[[ RECORDS FOR PROCESSING open ]]

PR #331, opened 2017-07-12
[exo-run part 3] add docker compose struct and process helper functions

cheahuychou:


cheahuychou:
closing for now since it's not ready for review yet

cheahuychou:
this PR is ready for review

exo-go/src/docker_compose/index.go
```diff
@@ -0,0 +1,43 @@
...
+func RunAllImages(env []string, cwd string, log func(string)) (*exec.Cmd, *bytes.Buffer, error) {
+	return start(cwd, env, log, "docker-compose", "up")
+}
+
+// KillAllContainers kills all the containers
+func KillAllContainers(env []string, cwd string, log func(string)) (*exec.Cmd, *bytes.Buffer, error) {
+	return start(cwd, env, log, "docker-compose", "down")
+}
+
+func start(dir string, env []string, log func(string), command ...string) (*exec.Cmd, *bytes.Buffer, error) {
```
cheahuychou: I had to write this function although it is kind of similar to `processHelpers.Start` because I want to be able to pass in environment variables and the log function so that I can log the output as the process is run. Also, I had to use both stdout pipe and a std buffer because I want to store the output so we can wait for online texts on top of doing the logging. I'm not very familiar with Go yet so need suggestions for a better way to do this.

exo-go/src/docker_helpers/index.go
```diff
@@ -17,9 +18,60 @@ func CatFileInDockerImage(c *client.Client, image, fileName string) ([]byte, err
 	return []byte(output), err
 }
 
+// ListRunningContainers passes a slice of the names of running containers
+// and error (if any) to the callback function
+func ListRunningContainers(c *client.Client, done func([]string, error)) {
```
cheahuychou: I had to use a callback here because this [step](https://github.com/Originate/exosphere/blob/cm-5-exo-run-cmd/exo-go/test_helpers/run_feature_context.go#L49) kept failing without the callback. I printed out the containers array, and saw the array growing as more tests with this step are run. This is very strange.

charlierudolph: I think we need to cleanup the running containers after each step then or do better filtering in the step. The callback shouldn't change anything aside from preventing that step from being able to return an error

exo-go/src/docker_compose/index.go
charlierudolph: We could make our own struct to wrap `exec.Command` with the useful functions we need. That way we can setup all the needed parameters before starting by calling methods on the structs instead of having to put it into a single function call. It could look something like this
```go
process = processHelpers.NewProcess("arg1", "arg2", "arg3")
process.SetDir(dir)
process.SetEnv(env)
process.SetStdoutLog(func(string) {})
process.Start()
process.GetCmd() // if you need the underlying cmd
```

exo-go/src/process_helpers/process.go
```diff
@@ -0,0 +1,113 @@
...
+
+// NewProcess is Process's constructor
+func NewProcess(commandWords ...string) *Process {
+	process := &Process{Cmd: exec.Command(commandWords[0], commandWords[1:]...)} //nolint gas
+	return process
+}
+
+// Log reads the stream from the given stdPipeReader, logs the
+// output, and update process.Output
+func (process *Process) Log(stdPipeReader io.Reader) {
```
charlierudolph: I think this method should be private as I don't expected anyone to call it directly. Its also only used internally in Start

charlierudolph (approved):

cheahuychou:

cheahuychou:
closed in: https://github.com/Originate/exosphere/commit/b1b7f91d0486971dc0d556c51a4419a4d4f48b57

[[ RECORDS FOR PROCESSING closed ]]

PROBLEM TO WORK ON
Everything in the records is to be copied exactly.

TASK RESULT
PR #331, opened 2017-07-12
[exo-run part 3] add docker compose struct and process helper functions

cheahuychou:


cheahuychou:
closing for now since it's not ready for review yet

cheahuychou:
this PR is ready for review

exo-go/src/docker_compose/index.go
```diff
@@ -0,0 +1,43 @@
...
+func RunAllImages(env []string, cwd string, log func(string)) (*exec.Cmd, *bytes.Buffer, error) {
+	return start(cwd, env, log, "docker-compose", "up")
+}
+
+// KillAllContainers kills all the containers
+func KillAllContainers(env []string, cwd string, log func(string)) (*exec.Cmd, *bytes.Buffer, error) {
+	return start(cwd, env, log, "docker-compose", "down")
+}
+
+func start(dir string, env []string, log func(string), command ...string) (*exec.Cmd, *bytes.Buffer, error) {
```
cheahuychou: I had to write this function although it is kind of similar to `processHelpers.Start` because I want to be able to pass in environment variables and the log function so that I can log the output as the process is run. Also, I had to use both stdout pipe and a std buffer because I want to store the output so we can wait for online texts on top of doing the logging. I'm not very familiar with Go yet so need suggestions for a better way to do this.

exo-go/src/docker_helpers/index.go
```diff
@@ -17,9 +18,60 @@ func CatFileInDockerImage(c *client.Client, image, fileName string) ([]byte, err
 	return []byte(output), err
 }
 
+// ListRunningContainers passes a slice of the names of running containers
+// and error (if any) to the callback function
+func ListRunningContainers(c *client.Client, done func([]string, error)) {
```
cheahuychou: I had to use a callback here because this [step](https://github.com/Originate/exosphere/blob/cm-5-exo-run-cmd/exo-go/test_helpers/run_feature_context.go#L49) kept failing without the callback. I printed out the containers array, and saw the array growing as more tests with this step are run. This is very strange.

charlierudolph: I think we need to cleanup the running containers after each step then or do better filtering in the step. The callback shouldn't change anything aside from preventing that step from being able to return an error

exo-go/src/docker_compose/index.go
charlierudolph: We could make our own struct to wrap `exec.Command` with the useful functions we need. That way we can setup all the needed parameters before starting by calling methods on the structs instead of having to put it into a single function call. It could look something like this
```go
process = processHelpers.NewProcess("arg1", "arg2", "arg3")
process.SetDir(dir)
process.SetEnv(env)
process.SetStdoutLog(func(string) {})
process.Start()
process.GetCmd() // if you need the underlying cmd
```

exo-go/src/process_helpers/process.go
```diff
@@ -0,0 +1,113 @@
...
+
+// NewProcess is Process's constructor
+func NewProcess(commandWords ...string) *Process {
+	process := &Process{Cmd: exec.Command(commandWords[0], commandWords[1:]...)} //nolint gas
+	return process
+}
+
+// Log reads the stream from the given stdPipeReader, logs the
+// output, and update process.Output
+func (process *Process) Log(stdPipeReader io.Reader) {
```
charlierudolph: I think this method should be private as I don't expected anyone to call it directly. Its also only used internally in Start

charlierudolph (approved):

cheahuychou:

cheahuychou:
closed in: https://github.com/Originate/exosphere/commit/b1b7f91d0486971dc0d556c51a4419a4d4f48b57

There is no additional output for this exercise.